Again, another astute performance from Pat, who knows that the best thing to do is to simply sit in the background and let Dunphy and Harris get on with it. That’s what the viewers want. The clear winner in the debate, if you can call it that, was Dunphy. Harris didn’t walk out, so it was a success for him too. Waters just seemed happy to be there in the middle of it all. After watching that, I might even buy myself a television licence some day.

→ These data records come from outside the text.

PR #34, opened 2019-05-14
Fix captions

PiotrKozlowski:
- Section and Exercise can be inserted only into section or document.
- Invalid nodes inserted into `figure_caption` should be unwrapped. Paragraphs content should be kept as content of `figure_caption`

https://trello.com/c/LBuGZP0S/424-figure-caption-disappear

### DIFF
--- a/src/plugins/admonition/schema.js
+++ b/src/plugins/admonition/schema.js
@@ -34,6 +34,14 @@ function normalizeAdmonition(change, error) {
         console.warn('Unhandled admonition violation:', code)
         break
 
+    case 'child_type_invalid':
+        if (child.type === 'figure_caption') {
+            change.unwrapBlockByKey(node.key)
+            return
+        }
+        change.unwrapNodeByKey(child.key)
+        break
+
     default:
         console.warn('Unhandled admonition violation:', code)
         break
--- a/src/plugins/exercise/commands.js
+++ b/src/plugins/exercise/commands.js
@@ -24,6 +24,9 @@ export function insertExercise(change) {
             return !!document.getClosest(last.key, p2 => p1 === p2)
         }) || document
 
+        // Do not insert section in elements like exercise, admonition, etc.
+        if (parent.object !== 'document' && parent.type !== 'section') return
+
         // When using `change.wrapBlock` slate will place blocks according to its
         // own rules, which don't take into account legal parent-child relations,
         // which may cause exercise to be created as a child of e.g. a list,
--- a/src/plugins/figure/schema.js
+++ b/src/plugins/figure/schema.js
@@ -35,6 +35,14 @@ function normalizeFigure(change, error) {
         }
         break
 
+    case 'child_type_invalid':
+        if (child.type === 'paragraph') {
+            change.setNodeByKey(child.key, 'figure_caption')
+            break
+        }
+        change.unwrapBlockByKey(child.key)
+        break
+
     default:
         console.warn("Unhandled figure violation", violation)
         break
--- a/src/plugins/section/commands.js
+++ b/src/plugins/section/commands.js
@@ -19,6 +19,9 @@ export function insertSection(change) {
         const parent = document.getParent(start.key)
         const index = parent.nodes.indexOf(start)
 
+        // Do not insert section in elements like exercise, admonition, etc.
+        if (parent.object !== 'document' && parent.type !== 'section') return
+
         // Create title for the new section, and put cursor in it
         const title = Block.create({
             type: 'title',
--- a/src/plugins/section/schema.js
+++ b/src/plugins/section/schema.js
@@ -75,6 +75,12 @@ function normalizeSection(change, error) {
         console.warn('Unhandled section violation:', code)
         break
 
+    // Section was inserted into an invalid parent.
+    case 'parent_object_invalid':
+    case 'parent_type_invalid':
+        change.unwrapBlockByKey(node.key)
+        break
+
     default:
         console.warn('Unhandled section violation:', code)
         break
@@ -121,6 +127,7 @@ export default {
             ],
             next: { type: 'section' },
             normalize: normalizeSection,
+            parent: [{ object: 'document' }, { type: 'section' }],
         }
     },
 }
--- a/test/plugins/figure/insert-elements-in-caption.js
+++ b/test/plugins/figure/insert-elements-in-caption.js
@@ -1,0 +1,31 @@
+/** @jsx h */
+
+export default (change, editor) => {
+  change.insertAdmonition('note')
+  change.insertExercise()
+  change.wrapBlock('quotation')
+  change.insertSection()
+  change.wrapInList('ul_list')
+}
+
+export const input = <value>
+    <document>
+        <figure>
+            <media alt="First picture">
+                <img src="first.png"><text/></img>
+            </media>
+            <figcaption>Cap<cursor/>tion</figcaption>
+        </figure>
+    </document>
+</value>
+
+export const output = <value>
+    <document>
+        <figure>
+            <media alt="First picture">
+                <img src="first.png"><text/></img>
+            </media>
+            <figcaption>Cap<cursor/>tion</figcaption>
+        </figure>
+    </document>
+</value>


src/plugins/exercise/commands.js
```diff
@@ -24,6 +24,9 @@ export function insertExercise(change) {
             return !!document.getClosest(last.key, p2 => p1 === p2)
         }) || document
 
+        // Do not insert section in elements like exercise, admonition, etc.
+        if (parent.object !== 'document' && parent.type !== 'section') return
+
```
aiwenar: This check should be done in the UI, not here.

src/plugins/admonition/schema.js
```diff
@@ -34,6 +34,14 @@ function normalizeAdmonition(change, error) {
         console.warn('Unhandled admonition violation:', code)
         break
 
+    case 'child_type_invalid':
+        if (child.type === 'figure_caption') {
+            change.unwrapBlockByKey(node.key)
+            return
+        }
```
aiwenar: I don't understand what's the goal here. Why would you want to unwrap the entire note when it has a `figure_caption` child, but not when it has any other invalid child?

src/plugins/figure/schema.js
```diff
@@ -35,6 +35,14 @@ function normalizeFigure(change, error) {
         }
         break
 
+    case 'child_type_invalid':
+        if (child.type === 'paragraph') {
+            change.setNodeByKey(child.key, 'figure_caption')
+            break
+        }
+        change.unwrapBlockByKey(child.key)
+        break
```
aiwenar: `child_type_invalid` will only trigger if the invalid child is in between two valid children, otherwise `child_unknown` is triggered. In cases where it does trigger it will either split the figure in two, (if invalid child is not a paragraph) where one has no caption and the other is just caption, or (if invalid child is a paragraph) move the existing caption out of the figure (since changing paragraph to `figure_caption` will create two captions and trigger `child_max_invalid`, which will unwrap second (old) caption and convert it to a paragraph). Is this behaviour what you intended?

src/plugins/exercise/commands.js
PiotrKozlowski: Why not in both places considering that not anyone will use our front end?

src/plugins/admonition/schema.js
PiotrKozlowski: This is specific case when user insert note in figure_caption. Other invalid nodes are just unwrapped.

src/plugins/exercise/commands.js
aiwenar: Doing it only here will still allow users to press the button, and leave them wandering why nothing happened, so we need these checks in UI anyway. As for this function: commands are supposed to work even if this creates an invalid document, because it allows combining them into more complex changes within `withoutNormalizing`.

src/plugins/admonition/schema.js
aiwenar: This normalization (`child_type_invalid`) is triggered when `admonition` contains an invalid child, not when it is an invalid child. It will not trigger when an admonition is a child of `figure_caption`.

src/plugins/exercise/commands.js
PiotrKozlowski: > we need these checks in UI anyway

Yes, as we decided earlier.

> As for this function: commands are supposed to work even if this creates an invalid document, because it allows combining them into more complex changes within `withoutNormalizing`

This is something which we will probably never use.  Acctually those functions (inserting sections and exercises) are already very complex which is also probably not the best idea.

src/plugins/admonition/schema.js
PiotrKozlowski: This normalization is triggered when `figure_caption` ins wrapped with `note` after `change.insertAdmonition('note')`

src/plugins/figure/schema.js
PiotrKozlowski: In our editor this normalization is triggered only in specific situations like using `editor.wrapBlock('quotation')` inside `figure_caption` and then it's doing it's job. Other situations are unlikely to happen.

src/plugins/exercise/commands.js
aiwenar: > This is something which we will probably never use.

Maybe, maybe not, we don't know. And should we ever do, keeping things consistent will only benefit us.

> Acctually those functions (inserting sections and exercises) are already very complex which is also probably not the best idea.

They are nowhere near as complex as many Slate's build-in commands.

src/plugins/figure/schema.js
aiwenar: If you `wrapBlock('quotation')` a `figure_caption` then it would result in, I believe, a `figure` with two children: a `media` or `figure` followed by a `quotation` (which itself has a single child, a `figure_caption`). In such case `child_unknown` should be triggered.

src/plugins/exercise/commands.js
PiotrKozlowski: If we will start thinking of every possible case we will never finish version of Adaptarr which is usable by authors.

> They are nowhere near as complex as many Slate's build-in commands.

For me all `insert` functions should only insert elements. So `insertExercise` should just insert:
```
exercise
   problem
      para
```
Other functionalities are just complicating things. Like this with `figure_caption`, because we could handle this in normalization by unwraping invalid elements but `insertExercise` is trying to  handle all possible cases and is failing at this.

Solution is to not complicate things which doesn't have to be complicated.

src/plugins/admonition/schema.js
aiwenar: Oh, I see. I'd prefer we avoid making normalizations for such very specific cases. I agree that this particular normalization might be the best thing to do in such cases, but it arguably should never have happened in the first place; the UI should've prevented the user from making such change, and if it's a result of another legal change, then it's a bug. To sum up my approach to normalizations: they exist to fix documents which became invalid during a course of normal editing, not to best solve pathological cases which should never have happened.

src/plugins/exercise/commands.js
aiwenar: Normalizations exist to transform an invalid document into a valid one, not as helper utilities for transformations. They need to consider what could have caused an invalid document, and what's the simplest thing they can do to fix it. If you start using normalizations as helper utilities for transformations you'll quickly find situations where there are multiple possible “correct” normalizations and you don't know which to do as you lack context, or end up with an editor in which elements move around seemingly at random. Also, doing anything complex in normalizations will likely lead to code duplication, as you would have to re-create the same cases and transformations across many elements, possibly creating even more complex code due to sheer amount of possible child/parent combinations.

And even if you tried, it is impossible to move complexities of `insertExercise` into normalizations. It is written to support selection spanning multiple elements, and even ending at different depths.

aiwenar: As for calling `insertExercise` while selection is inside a `figure_caption`. In my opinion it works correctly: it removes `figure_caption` from figure, and wraps it in an exercise and a problem. The reason it doesn't work correctly is that `exercise_problem`'s `child_type_invalid` normalization is run before `figure_caption`'s `parent_type_invalid`.

src/plugins/figure/schema.js
PiotrKozlowski: Only `child_type_invalid` is called twice in this case.

PiotrKozlowski:
@aiwenar 
I'm a little bit confused how to approach this issue. You've picked options 1 and 3 for my question how should we solve this, which are:
> Nothing happens and additional validation on the front end to make sure no one is able to insert anything i captions.

If we want to have both of this then my understanding is to add specific rules in both: `cnx-designer` and `adaptarr-front`. Am I getting something wrong here?

src/plugins/exercise/commands.js
PiotrKozlowski: So why then this behaviour is correct for you and doing the same with note or quotation isn't?

aiwenar: You're right, we should extract this, let's call it pre-normalization, part from `insertExercise` into a separate command, and then use it also for inserting other complex structures.

aiwenar:
Sorry, I meant “nothing happens because there are checks in the UI”, and didn't realize 3 alone covers that.

PiotrKozlowski:
Okay, so then we need to block inserting functions depends on the current selection.

I don't have clear idea how to approach this.

We could get all parents types from current selection to the top of the document, ex. for selection inside figure caption it would be: `['figure_caption', 'figure', 'section']` and then pass this array to specific insert tool and compare it against given "permissions", like:
```
<Insert
   editor={editor}
   tool="admonition"
   parent={['figure_caption', 'figure', 'section']}
   disabledIn={['figure', 'table', 'quotation', ...]}
>
```

Do you think it could work? Would you approach this in other way?

aiwenar:
I think it would be simpler to pass just the list of legal parents, and check whether LCA of start and end of selection is in that list.

PiotrKozlowski:
In this case we are checking it for every insert tool, instead of checking it once and then only comparing array. Is this correct?

What LCA means?

aiwenar:
> In this case we are checking it for every insert tool, instead of checking it once and then only comparing array. Is this correct?

We can calculate LCA once and pass it as a prop, but otherwise I don't see any way not to check for every tool.

> What LCA means?

LCA stands for [Lowest Common Ancestor](https://en.wikipedia.org/wiki/Lowest_common_ancestor)

PiotrKozlowski:
LCA for this will be `para` which is valid for inserting exercise but is really invalid.
```
document
   note
      para
         <anchor/><focus/>
```
Should we omit `para` when calculating LCA?

But then what are valid parents for `note`? `['document', 'section']`?

aiwenar:
When inserting blocks I'd only consider block nodes. In this example `para` would be a leaf node, and so would be skipped.

Valid parents are: `document` and `section` for `admonition`, `exercise`, `example`, `definition`, etc.; `document`, `section, `exercise`, etc. for `*_list`, `quotation`, etc.

PiotrKozlowski:
Okay, I will prepare pr in `adaptarr-front` for this.

PiotrKozlowski:
Inserting blocks into invalid parent is now block by UI.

All in all, this was a decent episode of the Late Late. It started off badly, but redeemed itself with a decent selection of interviews and a good old-fashioned argument. Apart from Pat’s occasional faux pas, the only gripe I have with it is RTÉ’s insistence on being all ‘interactive’, and allowing members of the public to text or email their comments. It is a well known scientific fact that, not unlike bloggers, the type of people who want their opinions to scroll across your television screen rarely have anything of any worth to say. About anything. It adds nothing to the show, only serving to remind us that there are a lot of thick, ignorant people out there who, despite knowing nothing about anything, somehow have the ability to use mobile phones. Very depressing.
(28th March 2008 )
Filed under: Reviews


so then, let me get this right. eamon dunphy is an intellectual, the bainisteoir who is a physicist is a good looking woman so her degree must be fake, and nobody should be fed when they’re 64?
nell
Since Pat Kenny introduced her as a ‘former Rose of Tralee’, and then went on to ask such a pertinent opening question as “do you think the footballers will fancy you”, I had no idea that she was a physicist.
I stand corrected, prostrate before you in abject apology, and can only beseech you to forgive me in the fullness of time. I am humbled that you have taken the time to read my unworthy blog.